**Task input:**
Issue #350, opened 2016-04-06
[kafka-node 0.3.2] When I restart kafka-node high-level consumer, consumer fetch messges with offset 0


baolinCloud:
Each  time  I restart kafka-node high-level consumer, I can see the error log from the server as belows:

ERROR [KafkaApi-0] Error when processing fetch request for partition [test,0] offset 0 from consumer with correlation id 66276 (kafka.server.KafkaApis)
kafka.common.OffsetOutOfRangeException: Request for offset 0 but we only have log segments in the range 45503 to 51197.
        at kafka.log.Log.read(Log.scala:380)
        at kafka.server.KafkaApis.kafka$server$KafkaApis$$readMessageSet(KafkaApis.scala:530)
        at kafka.server.KafkaApis$$anonfun$kafka$server$KafkaApis$$readMessageSets$1.apply(KafkaApis.scala:476)
        at kafka.server.KafkaApis$$anonfun$kafka$server$KafkaApis$$readMessageSets$1.apply(KafkaApis.scala:471)
        at scala.collection.TraversableLike$$anonfun$map$1.apply(TraversableLike.scala:244)
        at scala.collection.TraversableLike$$anonfun$map$1.apply(TraversableLike.scala:244)
        at scala.collection.immutable.Map$Map1.foreach(Map.scala:109)
        at scala.collection.TraversableLike$class.map(TraversableLike.scala:244)
        at scala.collection.AbstractTraversable.map(Traversable.scala:105)
        at kafka.server.KafkaApis.kafka$server$KafkaApis$$readMessageSets(KafkaApis.scala:471)
        at kafka.server.KafkaApis$FetchRequestPurgatory.expire(KafkaApis.scala:783)
        at kafka.server.KafkaApis$FetchRequestPurgatory.expire(KafkaApis.scala:765)
        at kafka.server.RequestPurgatory$ExpiredRequestReaper.run(RequestPurgatory.scala:216)
        at java.lang.Thread.run(Thread.java:745)

hyperlink:
Should be fixed in version 0.5.1.

Issue #235, opened 2015-08-26
HighLevelConsumer can fetch messages from 0 offset if resume called before rebalancing complete


IharKrasnik:
Hello, in our project we experienced problem when one of our consumers reconsumed all topic messages from 0 offset. 
After digging in logs I've found that it happened immediately after one of rebalances (before that moment rebalances happened periodically and everything worked fine, offsets were ok).

I found that rebalanced event is emitting before topicPayloads set to real offsets (newTopicPayloads have 0 offset before fetchOffset completed) https://github.com/SOHU-Co/kafka-node/blob/master/lib/highLevelConsumer.js#L109

So, if pause consumer from outside and rebalancing happens and then consumer.resume() called before fetchOffset completed, fetch will be called with current topicPayloads that will have 0 offset for that moment and messages will be reconsumed
https://github.com/SOHU-Co/kafka-node/blob/master/lib/highLevelConsumer.js#L593
https://github.com/SOHU-Co/kafka-node/blob/master/lib/highLevelConsumer.js#L485

Am I missing something or is it a real issue?

jezzalaycock:
I have written a job manager which help manage offsets and commit only when the client has completed processing of a message - see https://www.npmjs.com/package/kafka-node-manager. 

Managing committing of offsets is a real pain and quite thorny.  Hopefully that job manager package will help you.

ersumitchh:
Having the same problem and it generally happens when lag size is zero.

ersumitchh:
Please fix this.

darthjoel:
Have exact same problem.  Trying jezzalaycock's job manager.

bencebalogh:
@hyperlink I think this can be closed as it should be fixed with #402

PR #376, opened 2016-05-20
Update highLevelConsumer.js

zoluzo:
If highLevelConsumer try to fetch a message when it is rebalancing, it maybe cause consumer reconsume message from min offset.
I find some issues:
https://github.com/SOHU-Co/kafka-node/issues/350
https://github.com/SOHU-Co/kafka-node/issues/235

### DIFF
--- a/lib/highLevelConsumer.js
+++ b/lib/highLevelConsumer.js
@@ -143,7 +143,9 @@ HighLevelConsumer.prototype.connect = function () {
 
         if (!self.rebalancing) {
             deregister();
-
+            
+            self.ready = false;
+            
             self.emit('rebalancing');
 
             self.rebalancing = true;


bencebalogh:
We face the same issue as you described, but we haven't found a way to reproduce it to test properly. Can you please describe the steps to reproduce?

zoluzo:
@bencebalogh Sorry, I can not reproduce it 100%.
When I restart my server, the highLevelConsumer may be reconsume(10% ~ 20% possibility).
After I change the code, I restart the server more than 20 times and not run into the problem.

estliberitas:
LGTM

estliberitas:
cc @hyperlink

bencebalogh:
I managed to reproduce the issue as well, and can confirm that this solution would fix it. Now that I could reproduce I did some digging.

Order when everything works as intended:
1. rebalancing started, consumer.rebalancing set to true
2. rebalancing finished, consumer.rebalancing set to false
3. offsets updated in consumer.rebalanced event listener
4. fetch called with correct offset

However due how the done event is emitted in can create the following incorrect order: 
1. rebalancing started, consumer.rebalancing set to true
2. rebalancing finished, consumer.rebalancing set to false
3. done event emitted
4. fetch called with incorrect offset (0)
5. offsets updated in consumer.rebalanced event listener
6. fetch called with correct offset

The fix works, but I don't think consumer's ready state should be changed to false, I'd propose to set the rebalancing state to false if there was an error during rebalance (inside the rebalance function) or if there wasn't any error then change it false once the offsets were updated in the rebalanced event listener. This basically the same thing, but we modify only the only state, which is strictly related to rebalancing.

zoluzo:
@bencebalogh  
I agree the wrong order that you mention above. Very explicitly.
I think consumer`s ready state should be false when it can not fetch message from kafka server.

bencebalogh:
This would be fixed with #402 (same issue)

hyperlink:
Closing as mentioned above this should be fixed by #402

**Work order:** All lines from the one with "deregister();" through the end of the material above are to be printed exactly, and only those.

**Response for this exercise:**
             deregister();
-
+            
+            self.ready = false;
+            
             self.emit('rebalancing');
 
             self.rebalancing = true;


bencebalogh:
We face the same issue as you described, but we haven't found a way to reproduce it to test properly. Can you please describe the steps to reproduce?

zoluzo:
@bencebalogh Sorry, I can not reproduce it 100%.
When I restart my server, the highLevelConsumer may be reconsume(10% ~ 20% possibility).
After I change the code, I restart the server more than 20 times and not run into the problem.

estliberitas:
LGTM

estliberitas:
cc @hyperlink

bencebalogh:
I managed to reproduce the issue as well, and can confirm that this solution would fix it. Now that I could reproduce I did some digging.

Order when everything works as intended:
1. rebalancing started, consumer.rebalancing set to true
2. rebalancing finished, consumer.rebalancing set to false
3. offsets updated in consumer.rebalanced event listener
4. fetch called with correct offset

However due how the done event is emitted in can create the following incorrect order: 
1. rebalancing started, consumer.rebalancing set to true
2. rebalancing finished, consumer.rebalancing set to false
3. done event emitted
4. fetch called with incorrect offset (0)
5. offsets updated in consumer.rebalanced event listener
6. fetch called with correct offset

The fix works, but I don't think consumer's ready state should be changed to false, I'd propose to set the rebalancing state to false if there was an error during rebalance (inside the rebalance function) or if there wasn't any error then change it false once the offsets were updated in the rebalanced event listener. This basically the same thing, but we modify only the only state, which is strictly related to rebalancing.

zoluzo:
@bencebalogh  
I agree the wrong order that you mention above. Very explicitly.
I think consumer`s ready state should be false when it can not fetch message from kafka server.

bencebalogh:
This would be fixed with #402 (same issue)

hyperlink:
Closing as mentioned above this should be fixed by #402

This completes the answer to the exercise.